Plate One from The Supreme Current Fashion c. 1805
drawing, coloured-pencil, lithograph, print, paper
drawing
coloured-pencil
lithograph
caricature
paper
coloured pencil
genre-painting
Dimensions 245 × 207 mm (image); 280 × 207 mm (image and te×t); 400 × 267 mm (sheet)
Editor: Here we have Pierre Nolasque Bergeret's "Plate One from The Supreme Current Fashion," created around 1805. It's a lithograph, with drawing and color pencil additions, printed on paper. The figures are quite comical! What should we make of this exaggerated style? Curator: This lithograph offers a fascinating glimpse into the material culture and consumption patterns of the era. The use of colored pencil on top of lithography – consider the layering, the deliberate addition of pigment – it's revealing about artistic labor and the evolving means of production at the time. Notice how the printmaking process allows for a relatively wide distribution, impacting social trends by making fashion accessible in reproduced format. Editor: So, the *means* of making it are as important as *what* it depicts?

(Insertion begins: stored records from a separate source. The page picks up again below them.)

PR #214, opened 2024-06-11
Improve GitHub check flow

MadsThy:
This PR (in my mind) improves the flow of how we use the checking steps in our validation.

It takes the steps we already have and moves them into a matrix setup. This is then used to create a step for each of the actions, making it more visible in our checking what is going on, and also utilizing the yarn caching as per the documentation from GitHub.


LindvedKrvang (commented):
I have no objections of putting our checks in a matrix.
Before I approve I just need to ask whether these changes are why there is the `Unchanged files with check annotations` section on this PR? If yes, then I am more hesitant since that would get real annoying, real quick
image

MadsThy:
@LindvedKrvang That is a consequence of me using the "Angular update" branch as a base when I made this change 😄 Those "check annotations" will persist in the Repo after the Angular update PR is merged, since it now "correctly" implements the recommended checks from "@typescript-eslint/recommended".

If you don't want that noise in this PR, I can remake the PR with the develop branch as a base 😄 then it will be clean

.github/workflows/check.yml
```diff
@@ -2,37 +2,27 @@ name: 'Check'
...
 on:
   pull_request:
-jobs:
 
-  test:
-    runs-on: 'ubuntu-latest'
-    name: 'Checking code and dependencies'
+jobs:
+  build-test-lint-validate:
+    runs-on: ubuntu-latest
```
KvelaGorrrrnio: Minor thing: It would be nice if the use of single-quotes for string values is consistent. Personally I am in favor of having them wrapped in single-quotes :)

KvelaGorrrrnio (approved):
Nice work :)

.github/workflows/check.yml
MadsThy: Done :)

MadsThy:
> I have no objections of putting our checks in a matrix. Before I approve I just need to ask whether these changes are why there is the `Unchanged files with check annotations` section on this PR? If yes, then I am more hesitant since that would get real annoying, real quick image

Should be fixed now :)

MadsThy:
Closing this PR due to noise

PR #292, opened 2024-11-25
Pieces inserted by actions can be stopped by using the same action that created it from an action panel.

KvelaGorrrrnio:
_**Note:** Is depending on https://github.com/tv2/sofie-server/pull/287_

The PR introduces logic for stopping pieces inserted on air with actions. The actions used in _STATIC BUTTONS_ have weird behavior and does not mimic was in Sofie, so they do no exhibit the toggle-behavior that the other action panels have.

While implementing this, it was observed that we don't have the necessary information for resetting pieces on set next. A separate PR will be made for fixing this.


RasmusAlbrektsen (approved):

src/app/core/services/rundown-state.service.ts
```diff
@@ -375,6 +377,15 @@ export class RundownStateService implements OnDestroy {
     rundownSubject.next(rundownWithPiece)
   }
 
+  private stopPieceFromEvent(event: RundownPieceStoppedEvent): void {
+    const rundownSubject = this.getRundownSubject(event.rundownId)
+    if (!rundownSubject || !rundownSubject.value) {
```
MadsThy, line 382:
```suggestion
    if (!rundownSubject?.value) {
```
Just a suggestion 😄

src/app/producer-shelf/components/producer-shelf/producer-shelf.component.html
```diff
@@ -5,12 +5,18 @@
...
+          [actionIdsWithPiecesOnAir]="actionIdsWithPiecesOnAir"
+          (executeAction)="executeOrStopActionBasedOnPiecesOnAir($event)"
         ></sofie-tv2-action-panel>
         <sofie-virtual-keyboard [keyBindings]="keyBindings" [keystrokes]="keystrokes"></sofie-virtual-keyboard>
     </div>
 
     <div class="sidebar">
-        <sofie-tv2-action-panel title="STATIC BUTTONS" [actions]="staticButtonActions" (executeAction)="executeAction($event)" [isScrollable]="false"></sofie-tv2-action-panel>
+        <sofie-tv2-action-panel
+          title="STATIC BUTTONS"
```
MadsThy, line 16:
```suggestion
          [title]="'STATIC BUTTONS'"
```

Just a suggestion to put the input notation on :)

MadsThy (approved):

src/app/producer-shelf/components/producer-shelf/producer-shelf.component.html
KvelaGorrrrnio: Why should it be dynamic, when the content is static? :)

src/app/core/services/rundown-state.service.ts
KvelaGorrrrnio: Good suggestion :+1: It is updated!

src/app/core/services/models/part-entity.service.spec.ts
```diff
@@ -332,11 +333,15 @@ describe(PartEntityService.name, () => {
...
 
       const result: Part = testee.reset(part)
 
       expect(result.pieces).toEqual(expectedPieces)
     })
   })
 })
+
+function createTestee(params: { pieceEntityService?: PieceEntityService } = {}): PartEntityService {
+  return new PartEntityService(params.pieceEntityService ?? new PieceEntityService())
```
LindvedKrvang, line 346: So this will always instantiate a "real" instance instead of a mock if no `PieceEntityService`?

src/app/core/services/models/piece-entity.service.ts
```diff
@@ -0,0 +1,25 @@
+import { Injectable } from '@angular/core'
+import { Piece } from '../../models/piece'
+
+@Injectable()
+export class PieceEntityService {
```
LindvedKrvang, line 5: All the methods in this class are good candidates for tests :)

src/app/core/services/models/segment-entity.service.spec.ts
```diff
@@ -391,6 +392,10 @@ describe(SegmentEntityService.name, () => {
...
 
 function createTestee(maybePartEntityService?: PartEntityService): SegmentEntityService {
-  const partService: PartEntityService = maybePartEntityService ?? new PartEntityService()
+  const partService: PartEntityService = maybePartEntityService ?? createPartEntityService()
   return new SegmentEntityService(partService)
 }
+
+function createPartEntityService(): PartEntityService {
+  return new PartEntityService(new PieceEntityService())
+}
```
LindvedKrvang, line 401: Is it on purpose that you create real instances instead of mocks?

src/app/producer-shelf/components/producer-shelf/producer-shelf.component.ts
```diff
@@ -89,6 +101,39 @@ export class ProducerShelfComponent implements OnInit, OnDestroy {
       this.shelfConfiguration = event.shelfConfiguration
       this.updateActionPanels()
     })
+
+    setInterval(() => this.updateActionPieceRelations(), CHECK_ON_AIR_PIECES_INTERVAL_IN_MS)
```
LindvedKrvang, line 105: We should probably ensure that we clear this interval again in the `OnDestroy` lifecycle hook

src/app/core/services/models/part-entity.service.spec.ts
KvelaGorrrrnio: Yes :)

src/app/core/services/models/segment-entity.service.spec.ts
KvelaGorrrrnio: It is on purpose :) I'd rather test the logic and outcome of a functionality, than testing the program structure.

src/app/core/services/models/piece-entity.service.ts
KvelaGorrrrnio: Good point! I will create tests for them in a separate PR.

src/app/producer-shelf/components/producer-shelf/producer-shelf.component.ts
KvelaGorrrrnio: Nice catch! I will add it in a separate PR :)

PR #295, opened 2024-12-11
Sof 2071/replace legacy angular material modules

LindvedKrvang:
In Angular v16 the version AngularMaterials that we were using was deprecated.
This PR removes a lot of the AngularMaterial dependencies since we simply don't need them.
We now only depend on the DialogModule of Angular Materiale.


src/app/shared/components/confirmation-dialog/confirmation-dialog.component.scss
```diff
@@ -1,58 +1,49 @@
...
-    margin-top: 12px;
-    margin-bottom: -12px;
-}
 
-.u-row {
-    display: flex;
-    justify-content: space-between;
-    align-items: center;
-}
+    .dialog-content {
```
MadsThy, line 39: i think something is wrong with the indentation in this file :)

src/app/shared/components/confirmation-dialog/confirmation-dialog.component.ts
```diff
@@ -65,4 +72,15 @@ export class ConfirmationDialogComponent extends StronglyTypedDialog<Confirmatio
...
+
+  public confirmDialog(): void {
+    this.dialogRef.close(true)
+  }
+
+  public cancelDialog(): void {
+    this.dialogRef.close(false)
+  }
+
+  protected readonly Icon = Icon
```
MadsThy, line 84: should these not be at the top of the file? :)

MadsThy (approved):

RasmusAlbrektsen (approved):

src/app/shared/components/confirmation-dialog/confirmation-dialog.component.scss
LindvedKrvang: Here is a picture of it. It looks good to me
image

src/app/shared/components/confirmation-dialog/confirmation-dialog.component.ts
LindvedKrvang: They should. It's Webstorm that autoplaced them down there.
I'll move them up in SOF-2364

PR #301, opened 2024-12-16
Sof 2372/able to display modifiers

LindvedKrvang:
Note: Dependent on https://github.com/tv2/sofie-web-client/pull/300 and https://github.com/tv2/sofie-tv2-server/pull/66

Fetches and displays all PanelInputModifiers.
Also listens for CREATED and DELETED events and reflect them.

Also in this PR:
- Moved some cardHeader specific styling away from the static buttons component and into the card component


src/locale/messages.da.xlf
```diff
@@ -642,6 +642,14 @@
         <source>panel-configuration.edit.tooltip</source>
         <target state="new">Rediger Panel</target>
       </trans-unit>
+      <trans-unit id="1144406098650646151" datatype="html">
+        <source>panel-input-modifiers.card-header</source>
+        <target state="new">Modifikators</target>
```
RasmusAlbrektsen: We should probably change this to`Modifikatorer` before all our danish users rebel against us.

RasmusAlbrektsen (approved):
Great work!

src/locale/messages.da.xlf
LindvedKrvang: We currently don't support a way to change the language from the UI, so they would never know :D :D :D 

It has been updated.

src/app/settings/panel-settings/components/panel-input-modifiers/panel-input-modifiers.component.ts
```diff
@@ -0,0 +1,26 @@
...
+    {
+      name: $localize`panel-input-modifier.column-title.name`,
+      sortCallback: (a: PanelInputModifier, b: PanelInputModifier): number => a.name.localeCompare(b.name),
+    },
+  ]
+
+  constructor(private readonly panelInputModifierStateService: PanelInputModifierStateService) {}
+
+  public ngOnInit(): void {
+    this.panelInputModifierStateService.subscribeToPanelInputModifiers(panelInputModifiers => (this.panelInputModifiers = panelInputModifiers))
```
MadsThy, line 24: Does this need to be run in OnInit? :) Otherwise I would suggest putting it in the constructor

src/app/settings/panel-settings/services/panel-input-modifier-state.service.ts
```diff
@@ -0,0 +1,43 @@
...
+  }
+
+  private removePanelInputModifier(panelInputModifierId: string): void {
+    const indexToDelete: number = this.panelInputModifiers.findIndex(modifier => modifier.id === panelInputModifierId)
+    if (indexToDelete === -1) {
+      return
+    }
+    this.panelInputModifiers.splice(indexToDelete, 1)
+    this.updateSubject()
+  }
```
MadsThy, line 38: Just a suggestion :)

```suggestion
  private removePanelInputModifier(panelInputModifierId: string): void {
    this.panelInputModifiers = this.panelInputModifiers.filter(modifier => modifier.id !== panelInputModifierId)
    this.updateSubject()
  }
```

src/app/settings/shelf-settings/components/static-buttons-configuration-card/static-buttons-configuration-card.component.html
```diff
@@ -1,14 +1,12 @@
...
         <sofie-icon-button [icon]="Icon.PEN" [iconSize]="IconSize.M" [tooltip]="'Edit Static Buttons'" (click)="openEditStaticButtons()"></sofie-icon-button>
     </ng-container>
         <div class="static-actions-display">
-            <ng-container *ngIf="selectedStaticActions.length !== 0 else noStaticButtons">
-                <div class="action-container">
-                    <sofie-action-box *ngFor="let action of selectedStaticActions" [action]="action"></sofie-action-box>
-                </div>
-            </ng-container>
+            <div class="action-container" *ngIf="selectedStaticActions.length !== 0 else noStaticButtons">
+                <sofie-action-box *ngFor="let action of selectedStaticActions" [action]="action"></sofie-action-box>
```
MadsThy, line 8:
```suggestion
                <sofie-action-box *ngFor="let action of selectedStaticActions" [action]="action" />
```

Just a suggestion :) Let me quickly find the rule to prefer self-closing, if you want to implement that

MadsThy: I made a PR where the rule is in now :)

MadsThy (approved):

Curator: Precisely! It’s not just about documenting elite fashion, it’s also a piece of evidence concerning the increasingly commercial nature of taste and social identity. Caricature, as we see here, challenges existing high-low art distinctions; how it democratized art as a social and political commentary delivered through printed materials is central to understanding the piece. Consider its potential impact on how people consumed fashion in relation to class distinctions! Editor: So, by distributing satirical images of the fashionable, the artist democratized fashion, or at least commentary on fashion, via accessible media like lithography and prints? Curator: Exactly! And we shouldn’t ignore the social critique embedded within the image. It serves as a record of social posturing and a commentary on the excesses and absurdities of fashionable society, readily available at the marketplace. What does it mean for these individuals and their makers when these images of fashion enter popular consumption through mass-produced prints like this? Editor: I never thought about a lithograph holding so much material and cultural information! Thanks. Curator: My pleasure! Remember to examine beyond the image, into the social landscape it occupied.